## What to work on
Note each line in the data below that holds "second", and copy it.

[Saved entries]

Issue #2531, opened 2017-01-03
Add rendering for landuse=logging


kocio-pl:
23 787 uses already and has a wiki page. I think it should be rendered the same as landuse=industrial, since logging is clearly related to wood industry.

dieterdreist:
sent from a phone

> On 3 Jan 2017, at 03:34, kocio-pl <notifications@github.com> wrote:
> 
> 23 787 uses already and has a wiki page. I think it should be rendered the same as landuse=industrial, since logging is clearly related to wood industry.


-1, I would rather render it like forest, maybe like farmland but definitely not like industrial

kocio-pl:
I was also thinking about industrial background + tree pattern. Forest rendering makes little sense, since they are mostly inside the forest (so we have no white spaces, but we're effectively not able to recognize them), and I guess farmland is rather for growing than cutting.

pnorman:
This seems to only be used in Russia and parts of Eastern Europe.

dieterdreist:
2017-01-04 10:12 GMT+01:00 Paul Norman <notifications@github.com>:

> This seems to only be used in Russia and parts of Eastern Europe.



to me this tag has a lot of problems and it seems to require a subtag
"logging":

https://wiki.openstreetmap.org/wiki/Tag:landuse%3Dlogging
This wikipage is substandard and likely would not have passed our standard
proceduce for tag development (proposal process) in this form.

from the wiki:

"Describes logging areas. For the natural or intentional reforestation
areas may be used in combination with natural
<https://wiki.openstreetmap.org/wiki/Key:natural>=scrub
<https://wiki.openstreetmap.org/wiki/Tag:natural%3Dscrub>. "


--> scrub explicitly is not for forest areas (which would be both,
"intentional" and "natural reforestation" )


from the wiki:

"Additional tags:

   - logging
   <https://wiki.openstreetmap.org/w/index.php?title=Key:logging&action=edit&redlink=1>
   =clearcutting
   <https://wiki.openstreetmap.org/w/index.php?title=Tag:logging%3Dclearcutting&action=edit&redlink=1>
   - all trees in an area are uniformly cut down;
   - logging
   <https://wiki.openstreetmap.org/w/index.php?title=Key:logging&action=edit&redlink=1>
   =selective_cutting
   <https://wiki.openstreetmap.org/w/index.php?title=Tag:logging%3Dselective_cutting&action=edit&redlink=1>
[...]

PR #2537, opened 2017-01-07
Adding rendering of landuse=plant_nursery

kocio-pl:
Resolves https://github.com/gravitystorm/openstreetmap-carto/issues/1772.

vpb_7rtj
5axxl gk


polarbearing:
Thanks. However the examples confuse me a bit. How are they tagged?

Is the nursery the smaller green area in both? In the second, where does the outline come from, and is the tree pattern from a larger forest landuse?

kocio-pl:
Yes, both are in the middle. I wanted to show how the same color looks in different rather popular environments. 

This is the first one:
http://www.openstreetmap.org/way/154336775

The second one is just fenced and being part of the forest:
http://www.openstreetmap.org/way/336901548

polarbearing:
Fine then, this explains it. This was my example from the issue, next to a forest and sports environment: http://www.openstreetmap.org/way/9759196

kocio-pl:
Here you are:
xxj2lg_2

polarbearing:
Beautiful :-)

imagico:
If an area color is used with and without a pattern the version without usually indicates a less specific, more general variant.  This is not the case here.  Therefore i would try a pattern as suggested in #1772 - it does not have to be exactly as suggested there, other variants could work as well.

The wiki page needs a clearer definition that makes clear that a site where plants are going to grow old in place is not a plant nursery - otherwise people could start tagging any newly planted forest a plant nursery.

kocio-pl:
Aren't you afraid that it will look like an orchard?

:+1: for wiki update.

imagico:
It should look like a different kind of orchard (or more precisely: both should look like variants of the same base class, i.e. intensive care permanent plant growth for a specific purpose).

kocio-pl:
Is there a way to save the pattern from your script as SVG file instead of base64 data in URL? I would like to start using [vector patterns](https://github.com/gravitystorm/openstreetmap-carto/issues/2045).

polarbearing:
I suggest to merge this as an improvement over not rendering at all, and discuss a potential pattern afterwards.

imagico:
@kocio-pl - you can save the data link like any other link (right click or open and _save page as..._)

@polarbearing - as i like to put it: _the good enough is the enemy of the great_, we should aim for the best solution possible under the circumstances, settling for a good enough discourages work on making it great.

You could also see it more formally - settling for a good enough would mean closing one issue but opening another (for making it better).  The aim should be to reduce the number of of open issues and not just replacing the more severe ones with less severe ones.

polarbearing:
Well, the new issue would be about plant lifecycles in general, there is some need for discussion as well as we learned from the [wood logging example](#2531).

kocio-pl:
It's not user friendly solution, but I did it. Worse problem seems to be that the vector pattern is not visible at all, even when making background white or light grey. Changing the code line with orchard pattern shows orchard dots, so it seems that either SVG file is not suitable for Mapnik or there is some software error. Could anybody else test it?

imagico:
For direct use in mapnik you probably need to render inlined.  See https://github.com/imagico/jsdotpattern/issues/3

kocio-pl:
> as i like to put it: the good enough is the enemy of the great, we should aim for the best solution possible under the circumstances, settling for a good enough discourages work on making it great.

You probably know it and this is simply your statement, but original quotation was actually a big red warning against "perfection" hell.

> You could also see it more formally - settling for a good enough would mean closing one issue but opening another (for making it better). The aim should be to reduce the number of of open issues and not just replacing the more severe ones with less severe ones.

In this case it's not too much work to add desired pattern and your proposition makes sense for me, so I'm just willing to do it and there's no problem with this ticket. 

But while the aim is **exactly** how I see it, this attitude doesn't actually help closing any issues - they stay unresolved for such a long time that we've lost any trace of some of them, even with tags. I sometimes feel as the ticket archeologist (Peter is also trying to dig there). Hard numbers tell we have about 380 open issues and this is not getting any lower despite some PRs that could do it (I know: because they _could_ be better).

This is exactly what I call "[analysis paralysis](https://en.wikipedia.org/wiki/Analysis_paralysis)" and "[overengineering](https://en.wikipedia.org/wiki/Overengineering)": 

_Overengineering can be desirable when safety or performance on a particular criterion is critical, or when extremely broad functionality is required, but it is generally criticized from the point of view of value engineering as wasteful._

We have finite supply of resources, the project is not about nuclear power station, the data is changing constantly and small changes accumulated proved to be effective. Issues closing rate shows me that it's working the other way around: _perfect is the enemy of good_.

What really works is for example suggesting possible solutions, just like in this ticket. If you could find the issues that could be fixed, it would help exterminate some of them. This is also what I would really appreciate.

kocio-pl:
Making right vector pattern seems to be harder than expected and I have questions about [the link you gave](http://www.imagico.de/map/jsdotpattern.php#x,128,jdp32360;gv,6,32,32;rd,1,0,0,pixel,0.125,4,4,0,jdp23814,749d6c,aedea3;):
1. Why the size of the pattern is 128 and not something much smaller, when it's so regular?
2. What do you mean by render inlined? Clicking "render (inlined)" does produce SVG file that looks like this:
b9pki kc

imagico:
> Why the size of the pattern is 128 and not something much smaller, when it's so regular?

That is explained on http://blog.imagico.de/some-pattern-math-regular-patterns/ - the closest hexagonal dot packing has an irrational aspect ratio so the mismatch from the ideal grid depends on the size the pattern is rendered at.  It is possible that in this particular case you can also use a smaller size - i have not tried.  But in general this is the problem here.  Of course if you ultimately want a pixel aligned pattern the whole thing is fairly moot although the whole point in using an SVG directly is to be resolution independent.

> What do you mean by render inlined? Clicking "render (inlined)" does produce SVG file that looks like this:

As said on https://github.com/imagico/jsdotpattern/issues/3 i have never tested the results with mapnik.  If there is a problem bug reports are welcome (although i can't promise a fix, it depends on how difficult mapnik is in that regard).   Have you tried opening the SVG in inkscape, saving it there and using that?

imagico:
Regarding over-engineering:

You seem to neglect that this is primarily a design project and not an engineering project.  In engineering aiming for perfection is often frowned upon because of diminishing returns.  Above a certain level of quality the effect improvements in engineering have on the ultimate results (like a product manufactured or a service) are negligible and the improvements - if at all - have an effect only internally, like on reliability and efficiency.  Therefore at least from a purely short term economical perspective you aim not to over-engineer.

However in design we do not have this phenomenon.  Every imperfection in design has a direct influence on the quality of the results.  So you cannot really transfer common wisdom from engineering here.

But even in engineering related aspects of this project there is a long tradition in not sacrificing overall long term aims for short term improvements - something i also learned the hard way by the way - see https://github.com/gravitystorm/openstreetmap-carto/pull/646#issuecomment-56063177

And regarding open issues - a huge portion of issues that have been open for a long time are fixes for problems and not feature additions.  As i have pointed out multiple times already we should aim more at addressing those than adding new features which - even with high standards in design that are not satisfied with a good enough solution - will inevitably lead to new issues.  Just look at https://github.com/gravitystorm/openstreetmap-carto/issues?q=is%3Aopen+is%3Aissue+label%3Aeasy for example.

kocio-pl:
I was not able to render SVG file properly, so I stick with PNG for now. Rendering with pattern:
v1znmaco
raivwt8p
tv0oh6sb

imagico:
Looks all right to me - although contrast could probably be somewhat weaker so the overall weight of the pattern is not larger than for orchard.

kocio-pl:
What color do you suggest other than what was included in the link? The only visible difference for me is more dense pattern.

math1985:
Thanks, looks very nice!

## Answer to the exercise
Is the nursery the smaller green area in both? In the second, where does the outline come from, and is the tree pattern from a larger forest landuse?
The second one is just fenced and being part of the forest:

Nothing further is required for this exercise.